Pritzker students often volunteer with local mentoring and tutoring organizations such as the Chicago Youth Program or the South Side Science Scholars. MD-PhD candidate Michael Okoreeh was recently recognized for his work with Target HOPE, an educational organization for minority high school students in Chicago. Staff member Rebecca Silverman sat down with Michael to hear more.
Tell me a little bit about Target HOPE.
Target HOPE is an organization started over a decade ago by Euclid Williamson. It is a mentorship and educational enrichment program that provides inner-city high school students with guidance and extra advising through high school and into college. Additionally, a secondary focus teaches participants how to succeed once they are in college. There is a “senior seminar” portion which teaches seniors what to expect when they matriculate: how to interact with faculty, how to adjust being in a larger student body, picking majors, managing money, loans—things I was not prepared for when I went off to college. Life skills.
The program is run once a week. In addition to the senior seminar component, there is an English communications portion which helps students with public speaking and personal statement construction, and also with bigger-picture skills like talking about social justice issues in Chicago. Finally, there is a STEM portion that I run with Daniel Ruiz (a graduate student in the BSD studying metabolism). We try to teach students basic scientific knowledge, and we also do different experiments and touch on social justice and environmental justice issues that can impact health. I do a lot by myself, but I have a lot of friends whom I can call on to teach Target HOPE students about specific areas that I may not be an expert in. Inviting guests to teach also helps widen the network of people students know.
How did you get involved?
I got involved in the most random way! It actually played a big role in me choosing to come to Pritzker for medical school as well. During my year off [between college and graduate school], I was working in the lab that I am now working in for my PhD. I had been a participant in some pipeline programs at UChicago; a connection from my first summer here was the STEM leader for Target HOPE. She invited me to be on a panel she was leading right around the time I was deciding where to go to medical school. Through that panel, I learned more about the program. Afterwards, all of these students were taking my number and getting in contact with me, which was really cool. I realized that coming to Pritzker would give me a great opportunity to be here as both a mentor and a student.
At first, I assisted a graduate student who asked me to take over; I did a few classes on healthcare disparities and a math lesson. When the graduate student left, I stepped up to take her position. Daniel came along as well and we've been curriculum partners for two years.
Had you done previous mentoring and tutoring at other points in your life?
In undergrad, I was a teaching assistant for a class. I have always done teaching or mentorship, but this is my most official role. The roles I had in college gave me the confidence to believe I could do this.
Do you hope to incorporate teaching into your future career?
I have a lot to learn from Euclid. He built this program from nothing, seeing that bright students in Chicago were missing something. I would like to at least have my own program like Target HOPE. Of course, I wish the need were not as great, but having a role to connect people of color with other mentors so they can see a future that they didn't think was possible—I could see that.
I would like to see more underrepresented minorities in STEM, whether they're physicians or professors. Seeing somebody that looks like you doing something that you didn't think you could do is life-changing. I want to give direction to people who are on that road.
STEM education and employment can sometimes seem like a broad term. Is there anything you focus on specifically? Or anything particular within STEM education that you find your students are not receiving from the city’s public schools?

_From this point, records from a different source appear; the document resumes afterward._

PR #3105, opened 2024-01-19
feat: add streamid to feed document

JulissaDantes:
## Description
As requested after feedback, here we include streamId to the feed document.


stbrody (commented):
We already have CommitID in the feed, I think we just need to explain to Orbis how to use it to get the StreamID

ukstv:
@JulissaDantes What about the consumer? I believe, the codec part is missing.

ukstv:
Or, yeah, @stbrody is absolutely right here.

PR #3107, opened 2024-01-19
feat(streamid): update event id

stephhuynh18:
Now matches the rust-ceramic spec 
Ported tests over

### DIFF
--- a/packages/streamid/src/event-id.ts
+++ b/packages/streamid/src/event-id.ts
@@ -6,8 +6,15 @@ import * as cbor from 'cborg'
 import * as u8a from 'uint8arrays'
 import { STREAMID_CODEC } from './constants.js'
 import { Memoize } from 'mapmoize'
+import { randomCID } from './commit-id.js'
 
 const TAG = Symbol.for('@ceramicnetwork/streamid/EventID')
+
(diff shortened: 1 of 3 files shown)


packages/streamid/src/event-id.ts
```diff
@@ -65,19 +82,57 @@ export class EventID {
...
+      init,
+      eventHeight,
+      event
+    )
+  }
+
   /**
    * Create a new EventID.
    */
   static create(
```
dav1do, line 115: I was wondering if we cared about breaking changes but I'm pretty sure the answer is no, this is unused. Along those lines, do we want to export `EventID` from the index.js?

stephhuynh18: yea this is unused (not even exported HAHA) i'll export it tho so it can be used soon

dav1do (approved):
LGTM. We should definitely update the rust comments as they are out of date and [seeing things](https://github.com/ceramicnetwork/rust-ceramic/blob/0e5fbd30e66942bfc8df75a590be8e411fa3effe/core/src/event_id.rs#L6) like `last8Bytes(val) // 16 bytes` really threw me 😅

I started out with more practical knowledge like chemistry and fundamental principles of biology, but to pique their attention more, I started doing experiments. There's a cool hot ice experiment that forms a crystal before your eyes, which is really engaging. Daniel does environmental justice, so he will talk about how water is filtered and gets into our tap. Then I came in and talked about how filtration impacts health, who sets standards for clean water, and how those standards differ across neighborhoods and countries. I try to make science impact their lives more broadly. Recently we've been talking about the situation in Puerto Rico and the effects of the hurricane.
It seems like the alumni network of Target HOPE is particularly robust. What function does the alumni network play after students have matriculated into the next phase of their education?
Target HOPE is Chicago-based, but they have a large network. When students go to college, they set up networks around those schools to support each other. Schools in the Midwest and historically black colleges and universities (HBCUs) have chapters. However, the weekly program is just in Chicago and we meet at Chicago State University.
What outcomes have you seen from your work and the work of Target HOPE? I've only been doing it for going on two years now, so the class I started with is still there. However, Miciah—the student in the photo—has been my biggest success story. My roommate and I helped him apply to colleges and gave him advice on his personal statement… that was really rewarding. He is now a sophomore at the University of Illinois – Urbana-Champaign.
This is definitely a team effort and everyone who comes through to help is appreciated.